Even by the standards of small-town crime drama, the citizens in Mystery Road have an astonishing per capita ratio of secrets.
Mystery Road, an Australian tale that becomes available Monday on the streaming service Acorn, starts with a disappearance in the middle of nowhere.
Two backpackers find a truck abandoned in a remote corner of a cattle ranch that spans a quarter of a million acres. Lots of hamburger.
Since there’s no reason to park there, miles from essentials like water, and no vehicle occupants are anywhere in sight, Senior Sergeant Emma James (Judy Davis) gets the case and calls in Detective Jay Swan (Aaron Pedersen).
She’s a local, he’s an out-of-towner, and if you think that sounds vaguely familiar, perhaps it’s because pairing a native with an outsider has been a central element of the setup in a dozen recent police dramas, from Broadchurch to Sharp Objects.
It gives the writers a little more to work with, and in Mystery Road, they navigate this added leeway well.

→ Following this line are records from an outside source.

PR #7871, opened 2026-05-25
fix(core): guard editor getters against null managers after destroy

### LINKED ISSUE #7849: TypeError: Cannot read properties of null (reading 'can')

jordanh:
## Description

The 3.23.0 memory-leak fix introduced this cleanup inside `Editor.destroy()`:

```ts
this.extensionManager.destroy()
this.extensionManager = null as any
this.schema = null as any
this.commandManager = null as any
```

The matching getters (`commands`, `chain`, `can`, `getHTML`, `getText`) were not updated to handle the null state. Any post-destroy access now throws `TypeError: Cannot read properties of null (reading 'commands')` instead of the silent no-op behavior of 3.18 and earlier.

This is a real-world hazard, not a theoretical one: in React, `@tiptap/react`'s `useEditor` schedules `destroy()` via `setTimeout(…, 1)` on unmount and also destroys + recreates when its dep array changes. Any `useEffect`, Relay/Apollo subscription callback, Yjs awareness update, or other async handler that holds a reference to the previous editor and reaches for `editor.commands.X(...)` between the schedule and the next mount will crash the entire React tree. We hit this in production after upgrading from 3.18.0 → 3.23.6 — multiple users could no longer load pages containing reflections rendered with TipTap.

## Fix

Restore the prior forgiveness by returning safe no-op values from the affected getters when the backing manager is null:

- `commands` / `can()` → a `Proxy` whose properties resolve to `() => false`
- `chain()` → a chainable `Proxy` whose `.run()` returns `false`
- `getHTML()` / `getText()` → empty string

No behavior change while the editor is alive — the guards only kick in when the manager has been nulled by `destroy()`.

## Test plan

Adds `packages/core/__tests__/destroyed.spec.ts` covering each getter after `destroy()`:

```
 ✓ does not throw when commands is accessed after destroy
 ✓ returns false when invoking a command after destroy
 ✓ does not throw when chain() is accessed after destroy
 ✓ returns false from chain().run() after destroy
 ✓ does not throw when can() is accessed after destroy
 ✓ returns "" from getHTML() after destroy
 ✓ returns "" from getText() after destroy
```

`pnpm run test:unit packages/core/__tests__/destroyed.spec.ts` → **7/7 passed**. Full suite remains green.

## Notes

- I deliberately did not change `destroy()` itself — keeping the memory-leak fix intact is important. The fix lives where the references are read.
- Happy to add a deprecation-style warning (`console.warn` once) if you'd prefer the getters to alert in dev when accessed post-destroy; let me know.

### DIFF
--- a/packages/core/src/Editor.ts
+++ b/packages/core/src/Editor.ts
@@ -247,6 +247,25 @@ export class Editor extends EventEmitter<EditorEvents> {
   }
 
   /**
+   * Create a no-op command chain used after `destroy()`, where every chainable method
+   * returns the chain itself and `.run()` returns `false`.
+   */
+  private createNoopChain(): ChainedCommands {
+    const noopChain: ChainedCommands = new Proxy(
+      { run: () => false },
+      {
+        get(target: { run: () => boolean }, prop: string | symbol) {
+          if (prop === 'run') {
+            return target.run
+          }
+          return () => noopChain
+        },
+      },
+    ) as unknown as ChainedCommands
+    return noopChain
+  }
+
+  /**
    * Create a command chain to call multiple commands at once.
    *
    * After `destroy()` returns a no-op chain where every chainable method returns the
@@ -254,18 +273,7 @@ export class Editor extends EventEmitter<EditorEvents> {
    */
   public chain(): ChainedCommands {
     if (!this.commandManager) {
-      const noopChain: ChainedCommands = new Proxy(
-        { run: () => false },
-        {
-          get(target: { run: () => boolean }, prop: string | symbol) {
-            if (prop === 'run') {
-              return target.run
-            }
-            return () => noopChain
-          },
-        },
-      ) as unknown as ChainedCommands
-      return noopChain
+      return this.createNoopChain()
     }
     return this.commandManager.chain()
   }
@@ -273,11 +281,24 @@ export class Editor extends EventEmitter<EditorEvents> {
   /**
    * Check if a command or a command chain can be executed. Without executing it.
    *
-   * After `destroy()` returns a no-op proxy whose checks always resolve to `false`.
+   * After `destroy()` returns a no-op proxy whose single-command checks resolve to
+   * `false` and whose `chain()` returns a no-op chain (so the
+   * `editor.can().chain().<cmd>().run()` pattern stays safe instead of throwing).
    */
   public can(): CanCommands {
     if (!this.commandManager) {
-      return new Proxy({}, { get: () => () => false }) as CanCommands
+      const createNoopChain = () => this.createNoopChain()
+      return new Proxy(
+        {},
+        {
+          get: (_target, prop) => {
+            if (prop === 'chain') {
+              return createNoopChain
+            }
+            return () => false
+          },
+        },
+      ) as CanCommands
     }
     return this.commandManager.can()
   }
--- a/packages/core/src/Editor.ts
+++ b/packages/core/src/Editor.ts
@@ -233,22 +233,52 @@ export class Editor extends EventEmitter<EditorEvents> {
 
   /**
    * An object of all registered commands.
+   *
+   * After `destroy()` the underlying `commandManager` is released, so this returns a no-op
+   * proxy whose properties resolve to functions returning `false`. This prevents
+   * `TypeError: Cannot read properties of null (reading 'commands')` when stale async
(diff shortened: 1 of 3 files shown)


bdbch (approved):

bdbch (changes requested):
Please resolve copilot review comments, thanks 🙏

jordanh:
@bdbch I have rebased this PR and addressed the automated review comments. Please let me know if there is anything else you'd like me to do before merging.

arnaugomez (dismissed):

jordanh:
@bdbch and @arnaugomez anything else blocking this merger? Happy to rebase again if necessary

bdbch:
@coderabbitai full review

bdbch:
@jordanh looks good from my end - I'll just do one last coderabbit review, then we're good I think!

jordanh:
Rebased onto current main (no conflicts) and addressed the CodeRabbit finding from the latest review round.

Fixed: no-op proxies were accidentally thenable. The post-destroy fallbacks for commands, chain(), and can() used catch-all get traps, so proxy.then resolved to a function — meaning await editor.commands (or any Promise.resolve() over these values) after `destroy()` would never settle. Each trap now returns undefined for then, so awaiting these values resolves immediately.

Added two regression tests: one verifying then is not exposed on any of the no-op proxies, and one verifying `Promise.resolve()` over them actually settles.

I also went ahead and cleaned up a few comments I had written to only include the comments I felt were necessary.

@bdbch and @arnaugomez please have another look. I think this is likely ready to be merged now.

jordanh:
Hi @bdbch and @arnaugomez, is this ready to merge from your perspective? Many thanks!

packages/core/src/Editor.ts
```diff
@@ -235,20 +235,74 @@ export class Editor extends EventEmitter<EditorEvents> {
...
+          }
+          if (prop === 'then') {
+            return undefined
+          }
+          return () => noopChain
+        },
+      },
+    ) as unknown as ChainedCommands
+    return noopChain
+  }
```
bdbch, line 269: maybe we can move this into the commandManager as a static function? That way we can move it out of the editor class that should not create command chains (even if they're noop)

packages/core/src/Editor.ts
```diff
@@ -235,20 +235,74 @@ export class Editor extends EventEmitter<EditorEvents> {
    * An object of all registered commands.
    */
   public get commands(): SingleCommands {
+    if (!this.commandManager) {
+      return new Proxy(
+        {},
+        {
+          get: (_target, prop) => (prop === 'then' ? undefined : () => false),
+        },
+      ) as SingleCommands
```
bdbch, line 244: Move this also into the commandManager as a static function so we can call it from the class.

packages/core/src/Editor.ts
```diff
@@ -235,20 +235,74 @@ export class Editor extends EventEmitter<EditorEvents> {
...
+            if (prop === 'chain') {
+              return createNoopChain
+            }
+            if (prop === 'then') {
+              return undefined
+            }
+            return () => false
+          },
+        },
+      ) as CanCommands
```
bdbch, line 304: Could probably also live on the commandManager as a createNoopCan() or something.

bdbch (changes requested):
Almost there, sorry for the long turnover. My notifications are overflowing and I'm trying to catch up right now. :)

bdbch:
Also I think this PR fixes #7849

bdbch:
Actually I've seen https://github.com/ueberdosis/tiptap/pull/8015 which solves the same problem but the approach is a bit more straight forward - where the commandManager is not nulled but kept alive but receives an isDestroyed flag.

I'd close this PR in favor of https://github.com/ueberdosis/tiptap/pull/8015. Sorry for the long wait @jordanh. I appreciate that you asked us again for reviews, kept the PR up to date, etc.

jordanh:
Not a worry @bdbch – glad to see it fixed!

James has an easy familiarity with almost everyone in town, it seems, though there’s a big asterisk. The aboriginal population doesn’t have much trust in, or use for, white police officers, who are seen as enablers of a discriminatory society.
She hears a lot of lies as she starts hunting for information on the two apparent occupants of the abandoned vehicle, aboriginal farmhand Marley Thompson (Aaron McGrath) and his shady friend Reece Dale (Connor Van Vuuren).
Marley’s distraught family is ambivalent about the police, who have information they want, but whom they don’t fully trust. Other people who might know something claim to know nothing.
James doesn’t press people at first, preferring to play a longer game. Swan has no such compunction or patience.
Swan also has secrets of his own, starting with his daughter Mary (Tasma Walton), who shows up at an inconvenient time and immediately confirms she is a magnet for whatever trouble is about. When you’ve been in town for five minutes and already started a barroom brawl, that’s not a coincidence. That’s a gift.
Mary’s hiding her own secrets, which puts her in harmony with everyone from sleazy two-bit meth distributor Eric Hoffman (Benjamin Hoetjes) to the owner of that massive ranch, Tony Ballantyne (Tony Friels). James and Swan must hack their way through a maze of misdirection and flat-out deception to start realizing that all the secrecy is rooted in something deeper and more disturbing than two missing persons.
If the story has familiar elements, they get a fresh take from Davis and Pedersen, who play their cops as tough and somewhat hardened at the same time they wrestle with tender spots in their own lives.
Mystery Road runs six episodes, and beyond the story, it’s a lovely travelogue for a rugged part of the world. While you wouldn’t necessarily want to move there, the scenery deserves its reputation.
The story that unfolds in front of it isn’t bad, either.